Also, you don't use C macros to write (large amounts of) C. 90% of the world's
generated C, by volume, comes from, I would say, one of two programs: autoconf
(through m4), or yacc. And both autoconf check stanzas and yacc's inline C
support are easy to screw up in ways that result in horrible code that makes
compilers barf.

Also, to be clear, you're conflating two things with the phrase "Rust
complexity." This thread was originally about the difficulty of _implementing
a Rust compiler_ for a toolchain, which therefore makes "Rust's complexity"
here refer specifically to the complexity of the static-analysis semantics of
Rust that make writing a Rust compiler _frontend_ difficult.

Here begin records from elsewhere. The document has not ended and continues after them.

PR #158, opened 2024-02-14
feat: add core network

Reinis-FRP:
Fixes: https://linear.app/uma/issue/UMA-2396/add-core-to-oo-app

Adds core mainnet. We still would need to update rainbowkit dependencies in order to allow connect to core and post proposals/disputes.


daywiss (approved):
looks great

PR #161, opened 2024-02-27
feat: migrate to wagmi and rainbowkit 1.0 to enable core

daywiss:
## motivation
we want to add core, it required bumping some dependencies on wallet versions

## changes
this bumps wagmi/rainbowkit to v1 which is still behind the current latest version at 2. This required less changes than full migration to 2 while still being able to support core.


tsconfig.json
```diff
@@ -1,6 +1,6 @@
 {
   "compilerOptions": {
-    "target": "ES2015",
+    "target": "ES2020",
```
daywiss, line 3: needed to support bigint notation

package.json
```diff
@@ -24,32 +24,8 @@
     "@radix-ui/react-portal": "^1.0.3",
     "@radix-ui/react-progress": "^1.0.3",
     "@radix-ui/react-tooltip": "^1.0.6",
-    "@rainbow-me/rainbowkit": "^0.12.18",
+    "@rainbow-me/rainbowkit": "^1.0.0",
```
daywiss, line 27: could probably play with this version ( bump higher ) , but it seems to be ok

package.json
```diff
@@ -66,25 +42,49 @@
...
+    "styled-components": "^6.0.5",
+    "superstruct": "^1.0.3",
+    "swr": "^2.2.0",
     "tailwindcss": "^3.3.3",
     "ts-node": "^10.9.1",
-    "typescript": "5.1.6"
+    "typescript": "5.1.6",
+    "use-immer": "^0.9.0",
+    "usehooks-ts": "^2.9.1",
+    "wagmi": "^1.4.13"
```
daywiss, line 87: this is the first version where they added core to list of chains ( looked up the blame )

shared/types/graphql.ts
```diff
@@ -385,15 +384,15 @@ export type ParsedOOV1GraphEntity = {
   time: string;
   requester: Address;
   currency: Address;
-  reward: BigNumber;
-  finalFee: BigNumber;
+  reward: bigint;
+  finalFee: bigint;
```
daywiss, line 388: the biggest pain is that in the version wagmi stopped using ethers and bignumbers, switched to viem and bigint, so everything needs to be converted

src/hooks/actions.tsx
```diff
@@ -281,12 +284,13 @@ export function useProposeAction({
       success: <>Proposed price</>,
       error: <>Failed to propose price</>,
     })
-      .then((receipt) => {
-        if (receipt && query)
-          oracleEthersApis?.[query.oracleType]?.[
-            chainId
-          ]?.updateFromTransactionReceipt(receipt);
-      })
+      // TODO: this is disabled because wagmi move from ethers, should look into updating this eventually
```
daywiss, line 287: wagmi switch from ethers broke interop between the fe and fetching services in libs which still use ethers

Reinis-FRP (approved):
great, thanks for pulling this together!

PR #162, opened 2024-03-01
fix: add skinny query params to allow settle

daywiss:
## motivation
we werent able to settle some across proposals. This was due to missing data on gql

## changes
This adds bond and customLiveness to the gql query for skinny data.  This enables the currently blocked across proposals from settling.  Accidentally linted the library folder as well which is why theres a bunch of other changes.


src/contexts/OracleDataContext.tsx
```diff
@@ -48,6 +48,7 @@ const [oracleEthersServices, oracleEthersApis] = config.providers
     if (config.type === "Optimistic Oracle V3")
       return [config, ...oracle3Ethers.Factory(config)];
     // skinny optimistic oracle is left
+    console.log("making skinny", config);
```
gsteenkamp89, line 51: Want to keep this log?

gsteenkamp89 (approved):
LGTM

PR #167, opened 2024-04-03
feat: add base envs and constants

daywiss:
## motivation
we want to enable base in the ui

## changes
add required envs and constants.  envs have been added to vercel for the prod deployment.

### DIFF
--- a/shared/constants/oracle.ts
+++ b/shared/constants/oracle.ts
@@ -39,7 +39,7 @@ export const chainsById = {
   288: "Boba",
   416: "SX",
   1116: "Core",
-  8353: "Base",
+  8453: "Base",
   43114: "Avalanche",
   42161: "Arbitrum",
   80001: "Mumbai",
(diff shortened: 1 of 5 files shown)


shared/constants/oracle.ts
```diff
@@ -39,6 +39,7 @@ export const chainsById = {
   288: "Boba",
   416: "SX",
   1116: "Core",
+  8353: "Base",
```
Reinis-FRP, line 42:
```suggestion
  8453: "Base",
```

shared/utils/ethers.ts
```diff
@@ -151,6 +153,8 @@ export function getBlockExplorerNameForChain(chainId: ChainId) {
       return "SX Explorer";
     case 1116:
       return "Core Scan";
+    case 8353:
```
Reinis-FRP, line 156:
```suggestion
    case 8453: 
```

src/constants/env.ts
Reinis-FRP, line 1: Also need adding 8453 to `const ChainId`

Reinis-FRP (approved):

PR #170, opened 2024-04-16
feat: show migration banner if using legacy plugin

gsteenkamp89:
## motivation

We want to let oSnap users know that they are missing out on Tenderly Sim functionality if they are using the legacy safeSnap plugin.

## screenshots

Screenshot 2024-04-16 at 16 36 35


daywiss (approved):
great!

PR #173, opened 2024-04-22
fix: prevent unbroken strings from overflowing error container

gsteenkamp89:
## motivation

Any unbroken strings (like addresses) would overflow its container. this is default css.
Here we ensure to break long words to prevent this from happening.


daywiss (approved):
looks better, thanks!

PR #1780, opened 2019-11-14
feat(pci): add black friday offer

frenautvh:
See : MANAGER-3932


packages/manager/modules/pci/src/projects/new/payment/payment.scss
```diff
@@ -35,5 +35,15 @@ pci-project-new-payment { /* stylelint-disable-line */
...
+
+    .black-friday {
+      color: black;
+      font-size: 14px;
+      .oui-status {
+        background-color: black;
+        color: white;
+        line-height: 1rem;
+      }
+    }
```
marie-j: I suppose there were no other choice than custom styles ?

packages/manager/modules/pci/src/projects/new/payment/payment.html
```diff
@@ -67,6 +67,13 @@
                         <span data-translate="pci_project_new_payment_use_credits"
                               data-translate-values="{ href: $ctrl.getStateLink('credits') }">
                         </span>
+                        <p class="black-friday mt-2">
```
marie-j: Maybe you could have created a reusable component as you duplicate 
Also how come you have a custom style for the new project but not for credits ?

packages/manager/modules/pci/src/projects/new/payment/payment.scss
antleblanc: Nope!
see: https://ovh-ux.github.io/ovh-ui-kit-documentation/#!/ovh-ui-kit/status

packages/manager/modules/pci/src/projects/new/payment/payment.html
frenautvh: credit is a child element of project that's why the style is only specified once

packages/manager/modules/pci/src/projects/new/payment/credits/credits.html
```diff
@@ -41,6 +41,13 @@
              data-translate="pci_projects_new_credits_amount_min"
              data-translate-values="{ amount: $ctrl.creditMinPrice.text }">
         </div>
+        <p class="black-friday mt-2">
+            <span class="oui-status mr-1"
+                  data-translate="pci_project_new_payment_black_friday">
+            </span>
+            <strong data-translate="pci_project_new_payment_black_friday_info">
```
FredericEspiau: Looks like this is displayed even if `$ctrl.isBlackFridayAsteriskVisible()` is `false` ?

Also, this is not a11y friendly, you could either:
- add a link to the end note (and a link to go back here 😄 )
- add the note as a `aria-label`
- have a link to the note as a `aria-describedby`

I think the best solution is the link, what do you think ? 😄

frenautvh: i used aria-describedby

packages/manager/modules/pci/src/projects/project/vouchers/vouchers.html
```diff
@@ -44,4 +45,5 @@
         </oui-column>
         <oui-column data-title="'cpb_vouchers_available_credit_cell' | translate" data-property="available_credit.text" data-sortable></oui-column>
     </oui-datagrid>
+    <pci-project-black-friday-notice class="mt-4 d-block"></pci-project-black-friday-notice>
```
antleblanc: Is the `d-block` helper really needed?

We tend to apply margin in the "same" direction.

So I would suggest you to add this margin directly on the `<oui-datagrid>` (`mb-4`)

PR #1786, opened 2019-11-15
fix(xdsl.migration.offer): update the sum for selected options

Steffy29:
Ref: UXCT-200

Signed-off-by: Stephanie Moallic <stephanie.moallic@corp.ovh.com>


packages/manager/apps/telecom/src/app/telecom/pack/migration/offers/telecom-pack-migration-offers.controller.js
```diff
@@ -3,69 +3,74 @@ import get from 'lodash/get';
...
-  self.process = null;
-  self.loading = {
-    init: false,
-  };
+  $onInit() {
+    this.process = null;
+    this.loading = {
+      init: false,
+    };
+    this.loading.init = true;
```
marie-j: You could set init directly to `true`

Steffy29: you're right

PR #1788, opened 2019-11-15
Feat/veeam

frenautvh:
ref: MANAGER-4017


ovh-cds:
CDS Report installation#7238.0 ■   
* Stage 1
  * Install ■

packages/manager/modules/veeam/src/template.html
```diff
@@ -1,3 +1,3 @@
-<div class="cui-page">
+<div class="cui-page veam">
```
antleblanc:
```suggestion
<div class="cui-page veeam">
```

packages/manager/modules/veeam/src/storage/add/veeam-storage-add.controller.js
```diff
@@ -0,0 +1,21 @@
+export default class VeeamStorageAddCtrl {
+  constructor($uibModalInstance, serviceName, VeeamService) {
```
antleblanc: Missing ngInject annotation:

```suggestion
  /* @ngInject */
  constructor($uibModalInstance, serviceName, VeeamService) {
```

antleblanc:
> Your README files are empty

I introduced a blank `README.md` file when you want to scaffold a new application/module because we used to copy/paste some other `README.md` but the content wasn't correctly aligned with the application/module itself (e.g. documentation references).

I'm actually working on a template for the `README.md` files for both modules and applications. So in the next weeks or so, theses empty `README.md` files will be updated in a separate Pull Request.

But here we are talking about private packages, so it's not a requirement.

Hope it's fine for you.

antleblanc:
Regarding the API that serve this product, I would prefer name it as `veeam-cloud-connect`.

Is that make sense for you?

frenautvh:
> Regarding the API that serve this product, I would prefer name it as `veeam-cloud-connect`.
> 
> Is that make sense for you?

renamed the module : https://github.com/ovh/manager/pull/1788/commits/abf7bf9f207cc652797c056ef79edf90f6509803

PR #1794, opened 2019-11-18
refactor(beta): create module to handle beta preferences

marie-j:


packages/manager/modules/beta-preference/package.json
```diff
@@ -0,0 +1,15 @@
+{
+  "name": "@ovh-ux/manager-beta-preference",
+  "version": "0.0.0",
```
antleblanc: Could be directly settled as:
```suggestion
  "version": "1.0.0",
```

packages/manager/modules/beta-preference/src/template.html
```diff
@@ -0,0 +1,12 @@
+<p data-translate="user_account_advanced_section_beta_description"></p>
+
+<div class="oui-box oui-box_light mb-5">
+    <oui-spinner data-ng-if="$ctrl.isUpdatingBeta" data-size="s"></oui-spinner>
+    <oui-checkbox
+        data-ng-if="!$ctrl.isUpdatingBeta"
+        aria-label=""
```
FredericEspiau: Is it necessary ?

marie-j: Auto generated with @antleblanc vscode-ovh-ui-kit-snippets and forgot to remove it 😉

antleblanc: Pay attention because all snippets are no more compatible with the ovh-ui-kit@2.0.0 (see: https://github.com/antleblanc/vscode-ovh-ui-kit-snippets/blob/master/CHANGELOG.md#200-2019-09-03).

PR #1796, opened 2019-11-19
Feat/pagination uirouter

marie-j:


packages/manager/modules/telecom-universe-components/src/list-layout-helper/index.js
```diff
@@ -0,0 +1,137 @@
+import get from 'lodash/get';
+
+import ListLayoutCtrl from './list-layout.controller';
+
+const FILTER_OPERATORS = {
```
antleblanc: My points is that I'm not 100% sure that this helpers are exclusively useful for the Telecom Universe Component.

Both `FILTER_OPERATORS` configuration and the corresponding `mapFilterForIceberg` relies on the usage of the Iceberg layer.

Iceberg and his helpers are located into [`@ovh-ux/ng-ovh-api-wrappers`](https://github.com/ovh-ux/ng-ovh-api-wrappers) so why not considering moving this configuration inside this dependency?

cbourgois: Let's focus on `telecom` manager for now, maybe we should refactor it after the main PR (not opened yet) will be merged if theses helpers/configs are needed in every manager.

marie-j: @antleblanc This is a compromise between avoiding duplication and providing a workaround soon enough 
This is a proposal and imo we should iterate in order to find the best technical solution but we have to start somewhere :) 
Also, it might not be the best thing to do but Telecom Universe component is a library and could be imported elsewhere. 
Moreover this is a mapping between oui-datagrid and Iceberg, if it belongs somewhere else, I'm not convinced it should be in @ovh-ux/ng-ovh-api-wrappers

FredericEspiau:
@marie-j for your information, the "containsNot" Iceberg filter will be prodded tomorrow, it's name will be `nlike` 😃

marie-j:
> @marie-j for your information, the "containsNot" Iceberg filter will be prodded tomorrow, it's name will be `nlike` 😃

@FredericEspiau I'll leave that way for now and I'll add it once the feature will be available

PR #1801, opened 2019-11-19
fix(vps): move cui-grid styles to cuc

cbourgois:
### Description of the Change

As `cui-grid` is used in `@ovh-ux/manager-vps`, styles from `cui-grid` should be in `@ovh-ux/ng-ovh-cloud-universe-components`

ce5ce69c34 — fix(vps): move cui-grid styles to cuc

### DIFF
--- a/packages/manager/modules/cloud-universe-components/src/cui/grid.less
+++ b/packages/manager/modules/cloud-universe-components/src/cui/grid.less
@@ -1,4 +1,5 @@
 @cui-grid-margin: 0.9375rem;
+@screen-sm-min: 801px;
 
 .cui-grid-cell  {
   padding: @cui-grid-margin / 2;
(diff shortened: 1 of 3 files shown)


packages/manager/modules/cloud-universe-components/src/cui/grid.less
```diff
@@ -1,4 +1,5 @@
 @cui-grid-margin: 0.9375rem;
+@screen-sm-min: 801px;
```
frenautvh: i'm just curious, why do we set screen-sm-min to 801px? is this legacy code ?

cbourgois: yes, it comes from https://github.com/ovh/manager/blob/master/packages/manager/apps/cloud/client/app/app.less#L43

ovh-cds:
CDS Report deploy_uxci_eu#7306.0 ✘  
* deploy_uxci
  * deploy_uxci ✘

PR #1806, opened 2019-11-19
Feat/freefax list

marie-j:


packages/manager/modules/freefax/src/freefaxes.controller.js
```diff
@@ -0,0 +1,23 @@
+import { ListLayoutHelper } from '@ovh-ux/ng-ovh-telecom-universe-components';
+
+export default class FreefaxesCtrl extends ListLayoutHelper.ListLayoutCtrl {
+  /* @ngInject */
+  constructor($q, ouiDatagridService) {
```
antleblanc: Both `$q` and `ouiDatagridService` are really needed?

I can't find any references.

packages/manager/modules/freefax/src/index.js
```diff
@@ -4,24 +4,38 @@ import 'oclazyload';
...
     'ovhManagerCore',
     'oc.lazyLoad',
+    freefax,
   ])
   .config(/* @ngInject */($stateProvider) => {
-    $stateProvider.state('freefax.**', {
-      url: '/freefax/:serviceName',
-      lazyLoad: ($transition$) => {
-        const $ocLazyLoad = $transition$.injector().get('$ocLazyLoad');
+    $stateProvider.state('freefaxes', {
```
antleblanc: Couldn't be moved into a `*.routing.js` file in order to keep consistency?

PR #1834, opened 2019-11-21
fix(telecom.telephony): hotfix to bypass API error when loading groups

julieni:
Hotfix against master to prevent loading error on groups when API fails

Call from manager: https://www.ovhtelecom.fr/engine/apiv7/telephony?$expand=1
Response, for some groups:
```{"1":{"key":"ovhtel-xxxxxxxxx-1","value":{"message":"Failed to bootstrap api"},"error":null}}```
the needed ```billingAccount``` property is not set and breaks the Javascript

Api error incident reported here: http://travaux.ovh.com/?do=details&id=41617

### DIFF
--- a/packages/manager/apps/telecom/src/components/telecom/telephony/telephony-voip-service.service.js
+++ b/packages/manager/apps/telecom/src/components/telecom/telephony/telephony-voip-service.service.js
@@ -13,7 +13,7 @@ angular.module('managerApp').service('TelephonyVoipService', function TelephonyV
     // fetch all billing accounts
     return OvhApiTelephony.v7().query().expand().execute().$promise.then((result) => {
       forEach(result, (item) => {
-        if (!item.error) { // how should we handle errors ?
+        if (!item.error && item.value.billingAccount) { // how should we handle errors ?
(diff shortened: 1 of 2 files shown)


antleblanc:
Hi @julieni!

Thanks for reporting this hotfix but an OVH Tasks were opened during this incident and the issue
is now fixed.

Could you please confirm that everything is back to normal?

Thanks!

julieni:
Hi @antleblanc 
indeed the issue is now fixed on the API side. But given the fact it lasted for 24 hours and prevented any action on my telephony panel (500 lines and aliases) for all this time, I think the workaround code I wrote is still to be merged, in case the API crashes again one day (hopefully not). Furthermore this code has very few impact, it's just 3 basic tests to prevent whole JS crashing.

FredericEspiau:
Makes sense, it it allows users to use some parts of the manager while the current way we do doesn't

julieni:
> Makes sense, it it allows users to use some parts of the manager while the current way we do doesn't

True. Broken billingAccounts on the API side are still unusable, but at least it doesn't crash the entire list. Thanks

PR #1840, opened 2019-11-22
fix(web.domain): prevent displaying error if it is due to contact rights

marie-j:
This error is used to know if we should display owner update link

ref: DTRSD-4511

### DIFF
--- a/packages/manager/apps/web/client/app/domain/general-informations/general-information.constants.js
+++ b/packages/manager/apps/web/client/app/domain/general-informations/general-information.constants.js
@@ -1,0 +1,5 @@
+export const OWNER_CHANGE_URL = 'useraccount/contact/';
+
+export default {
+  OWNER_CHANGE_URL,
+};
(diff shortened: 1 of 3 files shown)


packages/manager/apps/web/client/app/domain/general-informations/general-information.constants.js
```diff
@@ -0,0 +1,5 @@
+export const OWNER_CHANGE_URL = 'useraccount/contact/';
```
jleveugle: I think it’s always better to start with `/` and not finish by `/` :)

And be careful, because here `OWNER_CHANGE_URL` is not equals to what we had before:

`${OWNER_CHANGE_URL}${domain.name}/${domaine.whosisOwner.id}` is going to print something like:

`useraccount/contact/aaa/bbb` (relative hash)

instead of:

`#/useraccount/contact/aaa/bbb` (absolute hash)

marie-j: @jleveugle I agree that URL constants should be formatted the same way. I'll update that 

According to the second part of your comment, we join Dedicated manager prefix beforehand https://github.com/ovh/manager/pull/1840/files#diff-1114d6771d7a666f998677f99d379a3bR388 which already contains the hash

PR #1843, opened 2019-11-22
fix(nasha): fix max length eslint error

JeremyDec:
Signed-off-by: Jérémy De Césare <jeremy.de-cesare@corp.ovh.com>


JeremyDec:
Ok closing

PR #1849, opened 2019-11-25
fix: replace uib-btn-radio by oui-radio

ganeshkumar1989:
The uib-btn-radio component from bootstrap has been replaced by by oui-radio

MANAGER-4055

### DIFF
--- a/packages/manager/apps/telecom/src/components/telecom/telephony/scheduler/actions/bankHolidays/telephony-scheduler-bank-holidays.html
+++ b/packages/manager/apps/telecom/src/components/telecom/telephony/scheduler/actions/bankHolidays/telephony-scheduler-bank-holidays.html
@@ -42,15 +42,13 @@
                     <div class="btn-group-vertical w-100"
                          role="group"
                          data-translate-attr="{ 'aria-label': 'telephony_scheduler_bank_holidays_year_aria_label' }">
-                        <button class="btn btn-default"
-                                type="button"
-                                data-ng-class="{ active: SchedulerHolidaysCtrl.model.year === year }"
-                                data-ng-repeat="year in SchedulerHolidaysCtrl.yearList track by $index"
-                                data-ng-model="SchedulerHolidaysCtrl.model.year"
-                                data-uib-btn-radio="'{{ year }}'">
-                            <span data-ng-bind="year"></span>
-                            <span data-ng-bind="'(' + SchedulerHolidaysCtrl.filterEvents(year).length + ')'"></span>
-                        </button>
+                        <oui-radio-toggle-group class="year-list" data-model="SchedulerHolidaysCtrl.model.year">
+                            <oui-radio data-ng-repeat="year in SchedulerHolidaysCtrl.yearList track by $index"
+                                        data-value="year">
+                                <span data-ng-bind="year"></span>
+                                <span data-ng-bind="'(' + SchedulerHolidaysCtrl.filterEvents(year).length + ')'"></span>
+                            </oui-radio>
+                        </oui-radio-toggle-group>
                     </div>
                 </div> <!-- YEAR -->
             </div> <!-- "FILTERS" -->
--- a/packages/manager/apps/telecom/src/components/telecom/telephony/scheduler/telephony-scheduler.less
+++ b/packages/manager/apps/telecom/src/components/telecom/telephony/scheduler/telephony-scheduler.less
@@ -48,6 +48,22 @@
   }
 }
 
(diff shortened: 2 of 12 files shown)


packages/manager/apps/telecom/src/components/telecom/telephony/scheduler/telephony-scheduler.less
```diff
@@ -48,6 +48,22 @@
   }
 }
 
+.telecom-scheduler-bank-holidays {
+  .year-list .oui-radio-toggle-group {
+    flex-direction: column;
+
+    .oui-radio-toggle,
+ .oui-radio-toggle:first-of-type,
```
FredericEspiau: Identation

packages/manager/apps/telecom/src/components/telecom/telephony/scheduler/telephony-scheduler.less
```diff
@@ -48,6 +48,22 @@
...
+ .oui-radio-toggle:last-of-type {
```
FredericEspiau: Why is this needed?

packages/manager/apps/telecom/src/components/telecom/telephony/scheduler/actions/bankHolidays/telephony-scheduler-bank-holidays.html
```diff
@@ -42,15 +42,13 @@
...
-                        <button class="btn btn-default"
-                                type="button"
-                                data-ng-class="{ active: SchedulerHolidaysCtrl.model.year === year }"
-                                data-ng-repeat="year in SchedulerHolidaysCtrl.yearList track by $index"
-                                data-ng-model="SchedulerHolidaysCtrl.model.year"
-                                data-uib-btn-radio="'{{ year }}'">
-                            <span data-ng-bind="year"></span>
-                            <span data-ng-bind="'(' + SchedulerHolidaysCtrl.filterEvents(year).length + ')'"></span>
-                        </button>
+                        <oui-radio-toggle-group class="year-list" data-model="SchedulerHolidaysCtrl.model.year">
```
marie-j:
```suggestion
                        <oui-radio-toggle-group data-model="SchedulerHolidaysCtrl.model.year">
```
I don't see the class being used originally

packages/manager/apps/telecom/src/components/telecom/telephony/scheduler/telephony-scheduler.less
ganeshkumar1989: This is done

packages/manager/apps/telecom/src/components/telecom/telephony/scheduler/telephony-scheduler.less
ganeshkumar1989: The UI originally had the `uib-btn-radio` displayed as a column (meaning the buttons, which denotes the years like 2018, 2019 etc are displayed one below the other).  But the `oui-radio-toggle` component does not support this vertical orientation. Only horizontal orientation of the buttons is supported, due to which, the borders are not visible for the right side of the first button, both sides of the buttons in the middle and the left side of the last button. Here we changed the orientation of the buttons to vertical and hence we will have to have uniform borders for each of the buttons, which is what has been done :)

packages/manager/apps/telecom/src/components/telecom/telephony/scheduler/actions/bankHolidays/telephony-scheduler-bank-holidays.html
ganeshkumar1989: The UI originally had the `uib-btn-radio` displayed as a column (meaning the buttons, which denotes the years like 2018, 2019 etc are displayed one below the other).  But the `oui-radio-toggle` component does not support this vertical orientation. This class `year-list` has been added to change the orientation of the buttons to vertical and to handle some css changes, that have been explained in the comment above.

marie-j: Maybe instead of adding custom styles we could see if it makes sense to add that as an option to `oui-radio-toggle-group`.

ganeshkumar1989: Point taken. A new ticket is created for this: UK-125. Once done, the manager can be updated with the new option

The solution—relying on the existing rustc frontend for the "hard stuff", and
just implementing your own compiler backend to target the embedded
architecture—is not rebutted by a claim that you can write bad Rust code that
makes the _optimization passes_ of certain compilers choke. You wouldn't even
be writing optimization passes. You'd be writing a backend. The optimization
passes are universal. It's the job of the LLVM developers to ensure that they
don't choke on things like this.

And, despite the fact that 100,000-line functions are dumb, it's the LLVM
development team's fault that the optimization passes were written in such a
way that their time-complexity is superlinear in a way that stalls out when
optimizing a function like that. It's not up to the Rust compiler authors to
not emit that type of code, or to somehow prevent you from writing it; it's up
to the LLVM devs to make their optimizer work, and work efficiently, for any
"valid" code. Honestly, if anything, this code—if you could get it—would be a
great integration test to submit to LLVM, for them to work towards passing.

------
potatochup
I work in the embedded space, but the majority of my work is writing
simuators, mathematical models and tests. One of the hidden benefits for us
was that rust is suitable for both resource-constrained embedded code (we use
a lot of C for this) and high-level desktop and cloud based
infrastructure/sim/test code, which we would never consider writing in C.
Serde is amazing, crates.io has so much good stuff on it, C interop is a
breeze. We still use Python/matlab for exploratory and data-sciency work, but
as soon as something lives for more than about 6 months, it usually gets re-
written in rust.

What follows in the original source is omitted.